The approach is very similar, except we’ll move the method composition step to an earlier point in the execution — we’ll do so in the HOC itself.
``` js
export default function(methodComposer) {
return ClassToCompose => {
class ComposedClass extends ClassToCompose {
constructor() {
super(...arguments);
}
}
const baseProto = ClassToCompose.prototype;
for (const prop of Object.getOwnPropertyNames(baseProto)) {
const method = baseProto[prop];
const {configurable, writable} = Object.getOwnPropertyDescriptor(baseProto, prop);
if (method instanceof Function &&
// we can't change non configurable or writable methods
configurable && writable &&
// touching the constructor won't work here
method !== ClassToCompose) {
ComposedClass.prototype[prop] = methodComposer(baseProto[prop], prop);
}
}
return ComposedClass;
};
}
```
``` js
import allMethodComposer from './extend_all_method_composer';
/**
* We'll use the same ComposableBaseClass class and verbosify function from before
*/
/**
* Composite Example
*/
// create verbosified factory creator - this would only be done once per function, so it would only be used once for the 'verbosify' function in your codebase
const createVerbosifiedClass = allMethodComposer(verbosify);
// create verbosified factory of the composable class - this would be used per class you wish to attach the verbose beahviour to
const VerbosifiedComposedClass = createVerbosifiedClass(ComposableBaseClass);
// usage of factory every time you want a verbose instance of ComposableBaseClass
myVerboseInstance = new VerbosifiedComposedClass();
```
This way, we can apply the method composition to the actual prototype of our class. This means that when a new instance of the class is created, the composited methods will be on that instance’s prototype object, which means it will be shared between all instances of the class.

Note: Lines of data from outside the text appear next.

Issue #229, opened 2026-07-08
RFC: unify status damping — close the DURATION gaps, deprecate badconn/badTEST and delayred/delayyellow


bonomani:
# RFC: Unify status damping — deprecate `badconn`/`badTEST` and `delayred`/`delayyellow` in favor of alert-layer criteria

*(Revised after the discussion below and a source-verification pass; outcomes are folded into the sections they concern.)*

## Summary

Xymon ships **four coexisting mechanisms** for damping unstable or short-lived red/yellow statuses, in different layers, none documented against the others:

| Mechanism | Since | Layer | Semantics | Status |
|---|---|---|---|---|
| `badconn:x:y:z` / `badTEST:x:y:z` | Big Brother / fping.sh era | xymonnet (source) | count-based (consecutive probe failures), network tests only, with a `clear` phase | deprecated 2011, still fully functional |
| `delayred=` / `delayyellow=` | 2011 (`efd36f4d4`) | xymond (state of record) | time-based (consecutive minutes in color), all tests | active |
| `DURATION>` / `DURATION<` | 2004 (`ac4d163c3`) | xymond_alert (notification) | time-based (age of the alert event) | active |
| flap suppression (`--flap-count`/`--flap-seconds`, opt-out `noflap`) | 4.3.0 | xymond (state of record) | oscillation-based (more than N changes within M seconds pins the most severe color), all tests | active |

This RFC closes the alert-layer gap (color age), moves the display/SLA concern to read time, and completes the deprecation started in 2011. `DURATION` and flap suppression **stay** — the latter with a `lastchange` bookkeeping fix (see shared foundation); the two hosts.cfg tag families are replaced and deprecated.

## Problems with the status quo

1. **`delayred` mutates the state of record** to solve an alerting problem: the color is rewritten in `handle_status()` (`xymond/xymond.c:1676-1694`), so the damping leaks into history, events and SLA — the deferral window is recorded as **yellow**, one incident can page twice (yellow rule, then red rule), and suppressed blips vanish from the `WARNSTOPS` outage count, so instability-based SLAs undercount.
2. **The interim display is three-phase and surprised users for 14+ years.** Depending on `delayyellow` (unset / smaller than `delayred` / larger), a deferred red shows yellow immediately, previous → yellow → red, or previous → red. Undocumented until PR #228; recurring mailing-list question (2012, 2015, 2016).
[...]

PR #250, opened 2026-07-15
xymond: make lastchange the true hold-time of the recorded color (issue #229, step 2)

bonomani:
Step 2 of the rollout plan in #229, and a standalone fix.

`lastchange` was reset whenever a test stopped reporting: a host down for two hours that came back green showed as green for 0 minutes. `xymond_alert` derives `eventstart` from it, so an outage that dropped out of sight also restarted its DURATION clock. It now means the hold-time of the recorded color.

## What changed

- The flap detector's ring of change times is split out of `lastchange`, which was doing both jobs.
- A gap opens whenever the recorded color is xymond's rather than the reporter's — invented because no data arrived (purple, or clear for a downed conn test or a `dialup` host), rewritten by `get_hts()` for DOWNTIME, or rewritten in `handle_status()` by a disable, a change delay, the flap pin or a modifier — and closes on the first report whose color is the reporter's own. That bookkeeping sits outside the status-change path, which a report that changes nothing never reaches.
- Bridging is bounded to 4× the test's report validity, two hours at the default, so a host absent for a month cannot return claiming a month-long hold-time. A gap past that window is not checkpointed: nothing can bridge it, and while an override is in force nothing closes it.
- Purple stays out of the flap color pin on both sides. Recorded, it outranks green/clear/blue and would rewrite every report from a resumed test back to no-data until the flap window expired.
- The state rides in a new `@@XYMONDCHK-V1|.flapstate.` record. The status record is positional and its reader errors on unknown fields, so appending would cost an older xymond the whole board on a rollback; it stays byte-identical.

## Behaviour changes

For a release note, against current `main`.

1. `lastchange` is the hold-time of the recorded color, and **can move backwards** — `xymondboard ... lastchange>N` misses a bridged recovery. Both `xymon.1` definitions say so.
2. `alerts.cfg` DURATION spans a bridged gap, so rules that never fired because their target kept vanishing can now fire.
3. A flapping test that stops reporting is shown purple, not rewritten back to its last real color.
4. Flap suppression survives a restart: the ring is restored and the flag re-derived from it, so a stale checkpoint cannot resurrect it.
5. `xymond.chk` gains `.flapstate.` records. An older xymond skips them and loads the board normally, losing only the flap and hold-time state.

Unchanged: `flapinfo`'s two timestamps, the number of color changes that triggers flap detection, and the three consumers computing `now - lastchange` as an age.

## Tests

Each assertion verified by reintroducing the defect and watching the test name it. `xymond-holdtime-gap.sh` drives the gap paths on a real xymond, from a restored checkpoint and on a running daemon; `xymond-checkpoint-roundtrip.sh` save and restore, including a gap a minute old (kept) against one a day old (dropped); `xymond-holdtime-bridge.sh` both halves of the bridge rule; `xymond-flap-purple-pin.sh` the pin over every color pair.

Suite 57 passed / 0 skipped / 0 failed. Nothing exercised `lastchange` or xymond's checkpointing before this, which is how both reached review unnoticed.

Refs #229.

### DIFF
--- a/common/xymon.1
+++ b/common/xymon.1
@@ -206,7 +206,8 @@ Status color (green, yellow, red, blue, clear, purple)
 .IP "\fBtestflags\fR"
 For network tests, the flags indicating details about the test (used by xymongen).
 .IP "\fBlastchange\fR"
-Unix timestamp when the status color last changed.
+Unix timestamp when the current status color began, i.e. the hold-time of
+the color shown. See "Hold-time and no-data gaps" below.
 .IP "\fBlogtime\fR"
 Unix timestamp when the log message was received.
 .IP "\fBvalidtime\fR"
@@ -292,6 +293,21 @@ and with the following inequalities:  >= > <= < = !=
 
 These filters are: lastchange, logtime, validtime, acktime, disabletime
 
+Hold-time and no-data gaps
+
+\fBlastchange\fR is the hold-time of the color shown: when that color
+began, not when a message last moved it. If a test stops reporting and
+later resumes with the same color, the silence counts as hold-time and the
+value is unchanged across it - the status did not move while it was out of
+sight. A gap longer than four times the report validity is not bridged, and
+a resume with a different color starts a new hold-time. The gap is measured
+from when the status went stale, itself one report validity after the last
+report.
+
+This value can therefore move backwards, which matters for the
+\fBlastchange\fR filter above: a poller asking for changes since its last
+look will not see a bridged recovery.
+
 The response is one line for each status that matches the CRITERIA,
 or all statuses if no criteria is specified. The line is composed of
 a number of fields, separated by a pipe-sign. You can select which
@@ -307,7 +323,8 @@ Status color (green, yellow, red, blue, clear, purple)
 .IP "\fBflags\fR"
 For network tests, the flags indicating details about the test (used by xymongen).
 .IP "\fBlastchange\fR"
-Unix timestamp when the status color last changed.
+Unix timestamp when the current status color began, i.e. the hold-time of
+the color shown. See "Hold-time and no-data gaps" below.
 .IP "\fBlogtime\fR"
 Unix timestamp when the log message was received.
 .IP "\fBvalidtime\fR"
--- a/docs/manpages/man1/xymon.1.html
+++ b/docs/manpages/man1/xymon.1.html
@@ -252,7 +252,8 @@ Section: User Commands (1)<br/>Updated: Version 4.3.30: 4 Sep 2019<br/><a href="
   <dd>For network tests, the flags indicating details about the test (used by
       xymongen).</dd>
   <dt id="lastchange"><a class="permalink" href="#lastchange"><b>lastchange</b></a></dt>
-  <dd>Unix timestamp when the status color last changed.</dd>
+  <dd>Unix timestamp when the current status color began, i.e. the hold-time of
+      the color shown. See &quot;Hold-time and no-data gaps&quot; below.</dd>
   <dt id="logtime"><a class="permalink" href="#logtime"><b>logtime</b></a></dt>
   <dd>Unix timestamp when the log message was received.</dd>
   <dt id="validtime"><a class="permalink" href="#validtime"><b>validtime</b></a></dt>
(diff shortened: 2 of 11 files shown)


SoundGoof:
this needs a rebase, and also be added to a milestone

bonomani:
Rebased onto current `main` (`99eeb476a`), still a single commit, no conflicts.

On the milestone: I would rather not pin one. It is step 2 of #229 but stands on its own, so put it wherever it fits your release planning.

SoundGoof:
# Review

## High: A returning report retroactively changes the gap limit

[xymond/xymond.c:1750](https://github.com/xymon-monitoring/xymon/blob/99eeb476a1ebc2a71b61739346052a108b773fbb/xymond/xymond.c#L1750)
replaces `log->validity` with the returning report's validity before
[xymond/xymond.c:2007](https://github.com/xymon-monitoring/xymon/blob/99eeb476a1ebc2a71b61739346052a108b773fbb/xymond/xymond.c#L2007)
uses it to evaluate an existing gap.

For example, a `status+5` test that disappears for one hour and returns
with `status+240` bridges the gap using a sixteen-hour limit, even though
the test was expected every five minutes when the gap opened. Reversing
the validities incorrectly rejects the same one-hour gap.

A live-daemon probe reproduced both outcomes. Preserve the validity that
applied when the gap opened and use that value when closing it.

## Medium: A non-default gap can be lost across two restarts

The `.flapstate.` checkpoint record at
[xymond/xymond.c:5041](https://github.com/xymon-monitoring/xymon/blob/99eeb476a1ebc2a71b61739346052a108b773fbb/xymond/xymond.c#L5041)
stores the gap timestamps and color, but not its validity. Restoration
assigns `defaultvalidity` at
[xymond/xymond.c:5400](https://github.com/xymon-monitoring/xymon/blob/99eeb476a1ebc2a71b61739346052a108b773fbb/xymond/xymond.c#L5400).

Consequently, the next checkpoint filters the restored gap using the
default two-hour window at
[xymond/xymond.c:5031](https://github.com/xymon-monitoring/xymon/blob/99eeb476a1ebc2a71b61739346052a108b773fbb/xymond/xymond.c#L5031).

A probe restored a three-hour-old `status+240` gap and stopped the daemon
before another report. The newly written checkpoint dropped the gap,
although its original bridge window was sixteen hours. A second restart
therefore cannot recover the hold-time.

Checkpoint the validity associated with an open gap. Add a two-restart
case using non-default validity.

## Medium: Both extracted-function tests omit configured include flags

[tests/server/xymond-holdtime-bridge.sh:61](https://github.com/xymon-monitoring/xymon/blob/99eeb476a1ebc2a71b61739346052a108b773fbb/tests/server/xymond-holdtime-bridge.sh#L61)
and
[tests/server/xymond-flap-purple-pin.sh:50](https://github.com/xymon-monitoring/xymon/blob/99eeb476a1ebc2a71b61739346052a108b773fbb/tests/server/xymond-flap-purple-pin.sh#L50)
compile `libxymon.h` without the configured compiler/include flags.

Both tests fail with `pcre2.h: file not found` on FreeBSD 14.3,
NetBSD 11.0, and OpenBSD 7.9, where PCRE2 is under `/usr/local/include`
or `/usr/pkg/include`. The configured Makefiles already contain those
paths.

Use the configured compilation flags. Supplying the omitted paths through
`CPATH` allowed all four focused tests to pass on each BSD.

## Low: Checkpoint restoration ignores NOFLAP

[xymond/xymond.c:5277](https://github.com/xymon-monitoring/xymon/blob/99eeb476a1ebc2a71b61739346052a108b773fbb/xymond/xymond.c#L5277)
restores `log->flapping` from the saved flag and ring age without applying
`isset_noflap()`.

When `NOFLAP` is added before restarting from a flapping checkpoint,
`xymondboard flapinfo` still reports `1/...` until another status arrives.
A checkpoint written before that report preserves the stale flag again.

Apply the loaded host's `NOFLAP` configuration during restoration and add
a restart test that inspects `flapinfo` before sending another status.

## Validation

Linux: 54 passed, 3 expected skips, 0 failed.  
FreeBSD 14.3, NetBSD 11.0, OpenBSD 7.9: all focused behavioral tests pass
once the missing configured include paths are supplied.

bonomani:
All four addressed in code. Test coverage is uneven, so I am splitting the answer accordingly.

**High — the gap window.** The validity in force when the silence began is now recorded with the rest of the gap state and used to close it. The gap bookkeeping is extracted into `update_gapstate()` so a test can drive it; reaching it through a live daemon means waiting out a report validity. Both directions of your example are covered, and putting the window back on the returning report reproduces exactly the two outcomes you described:

```
FAIL a 1h gap opened at status+5 is not bridged by a returning status+240: want 0, got 1
FAIL a 1h gap opened at status+240 is bridged although the return says status+5: want 1, got 0
```

**Medium — the checkpointed validity.** Fixed. It rides as a suffix on the `gapstart` field rather than as a field of its own: the record is parsed by position, so a new field would shift the flap-change list and misread every checkpoint written before this change. `strtol()` stops at the `:`, so an older file still restores — with the default it had then, which is the behaviour it already had.

**Low — NOFLAP on restoration.** Fixed; `isset_noflap()` is applied when the flag is re-derived from the restored ring.

**Medium — configured include flags.** Both tests use `xymon_cflags` now instead of a hand-rolled `-I` list.

**What I did not do**, rather than let it be assumed: the two-restart case and the `flapinfo`-before-next-status case you asked for are *not* written. Those two fixes are code-only for now. Both need a live daemon stopped and restarted twice, which none of the existing harnesses do — the round-trip test drives one restart. I would rather say so than let the green suite imply they are guarded.

SoundGoof (approved):
No remaining findings.

All four previous findings are addressed:

- Gap bridging uses the validity active when the gap opened.
- Non-default validity survives repeated checkpoint restarts.
- Extracted harnesses use configured compiler and include flags.
- Restored flap state respects `NOFLAP`.

## Validation


All five focused tests passed on Linux.

Independent runtime probes also passed:

- A three-hour-old `status+240` gap survived two checkpoint cycles
  with its `:240` validity intact.
- A flapping checkpoint restored under `noflap` reported
  `flapinfo=0/...` before receiving another status.

The corrected extracted-function tests passed on:

- FreeBSD 14.3
- NetBSD 11.0
- OpenBSD 7.9

This includes `xymond-holdtime-bridge`,
`xymond-flap-purple-pin`, and `xymond-gap-validity` on each system.

All five upstream CI checks are green.

PR #228, opened 2022-02-05
Add snaps-cli usage instructions to its readme

rekmarks:
Adds the output of `mm-snap --help` to the `@metamask/snaps-cli` readme. We used to keep it in the readme but I removed it because we were forgetting to update it manually. Then I realized that I am able to program computers to automate menial tasks for me, so now we just do that instead!


packages/snaps-cli/src/cli.ts
```diff
@@ -7,6 +7,7 @@ export function cli(argv: string[], commands: any): void {
   const rawArgv = argv.slice(2);
   // eslint-disable-next-line @typescript-eslint/no-unused-expressions
   yargs(rawArgv)
+    .scriptName('mm-snap')
```
rekmarks, line 10: This ensures that the name of the script from `yargs`'s perspective is always `mm-snap`. If we don't do this, the script name changes depending on how you execute it, e.g. `node dist/main.js` will make `--help` show `main.js` as the script name.

hmalik88 (approved):
clever 😄 LGTM!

This also leaves us with a relatively clean implementation, with clear imperative code.
We’re really almost there, right at the edge, but there is still something bugging me. I think we can improve this slightly.
## Step IV: Functional Refactoring
Seeing as we’re speaking in functional programming paradigms, shouldn’t our implementation be a little bit more functional and declarative?
Let see if we can refactor this slightly.
``` js
/*
* A Higher Order Function which takes a Class definition and returns a new function.
*
* @param {Function} ClassToCompose The class definition we wish to analyze
* @return {Function} A function which takes a property name and return a boolean specifying whether
* the class has a method with that name which is composable
*/
function isComposablePropertyOf(ClassToCompose) {
const proto = ClassToCompose.prototype;
return propertyName => {
if (proto.hasOwnProperty(propertyName)) {
const method = proto[propertyName];
const {configurable, writable} = Object.getOwnPropertyDescriptor(proto, propertyName) || {};
if (method instanceof Function &&
// we can't change non configurable or writable methods
configurable && writable &&
// touching the constructor won't help us here
method !== ClassToCompose) {
// granted, this syntax is kind of ugly
return true;
}
}
return false;
};
}
export default function(methodComposer) {
return ClassToCompose => {
class ComposedClass extends ClassToCompose {
constructor() {
super(...arguments);
}
}
Object
.getOwnPropertyNames(ClassToCompose.prototype)
.filter(isComposablePropertyOf(ClassToCompose))
.forEach(prop => {
ComposedClass.prototype[prop] = methodComposer(ClassToCompose.prototype[prop], prop);
});
return ComposedClass;
};
}
```
``` js
import functionalComposer from './functional_higher_order_class.js';
@functionalComposer(verbosify)
class ComposableBaseClassUsingDecorator {
doSomeCalculation(x, y) {
return x * y;
}
doSomethingIllegal() {
throw new Error('Oh no!');
}
}
myVerboseInstance = new ComposableBaseClassUsingDecorator();
ret = myVerboseInstance.doSomeCalculation(2, 5);
console.log(`doSomeCalculation() returned: ${ret}`);
```
There, I prefer that. I think we’re done.
Note how we can use this Higher Order Class as a decorator using Babel’s ES7 support, which is pretty cool.
Thats it.
I hope you found this article informative, I sure found writing it to be.